You receive individual support from teachers and guidance counselors

Asking a teacher for help can be intimidating. There’s the fear of looking dumb or even just having to talk in front of a classroom.

Online students find the lack of a physical classroom much appealing because they ask questions through email, phone calls and instant messaging. If they need extra support, the teacher can hold a 1-1 online session.

Socializing with classmates is different

Digital natives are most comfortable connecting with friends online. Social media is integrated with their lives.

So clearly, if there is a safe way for these students to connect, wouldn’t that be their preferred method?

Students at iSucceed come from all over Idaho. That opens opportunities to meet people. They also connect through online class discussions, staff-monitored chats and online student clubs. If they’d like, there are school events to attend in-person as well.

It’s quite a different method of making friends that we believe alleviates a lot of the traditional high school drama.

How to manage anxieties with school as an online student

Be open with it

Talk to your teachers and school counselors. They can’t help if they don’t know. Maybe math makes you anxious, let them know! Maybe it’s the synchronous sessions, communicate that. Together, you can create baby steps to start accomplishing goals.

Modify your life

Don’t limit yourself, simply modify. If you were to take, say, your non-service dog out, you probably wouldn’t go to a fancy restaurant. That doesn’t mean you have to be confined. There are several places you can go with your furry friend: dog park, walks, even some food places.

Anxiety is similar. There will be things that feel like limitations, but you can find ways to modify your life to manage anxiety. If you’re unsure, you have guidance counselors who can help.

Don’t isolate yourself or stop engaging 

There might be days where you can’t leave home. Don’t let it get to you. Isolating yourself can lead to depression. It’s going to be difficult, but try and find ways where you can engage with others.

Maybe all you can do is log in to synchronous sessions and type one message for the class to see. That’s OK; baby steps are key.

There are online student clubs available at iSucceed as well. Try joining one of those, talk with students online and then work into meeting students in person.

Remember, you have an opportunity to start fresh.
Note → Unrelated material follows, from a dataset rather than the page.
PR #691, opened 2017-01-16
abstract over formats that deal with bytes

### LINKED ISSUE #644: Abstract over formats that deal with bytes
Currently there is no way to abstract over different data formats that convert Serialize -> bytes and bytes -> Deserialize. This is a common API for Serde data formats (but not all of them). It may be useful to have something like:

Start with iSucceed.

Let it simply be a part of you that you manage daily

It’s truly OK to be anxious or to have anxiety. We all feel that from time to time. If you are someone who frequently experiences high levels of anxiety, don’t let it define you. Let it simply be a part of you that you manage daily.

We can help you overcome barriers

iSucceed has several students who came in order to overcome obstacles. Don’t let them stop you from earning your high school diploma. Whether you have to work, have a medical illness, are a teen parent or you went through trials that forced you to drop out, we can help. Don’t just take it from us; see the stories of some of our students below.

Please note: This article is not a diagnosis, nor are the tips provided meant to be a cure. If you feel you or your child is experiencing signs or symptoms of anxiety, please seek help from a medical professional.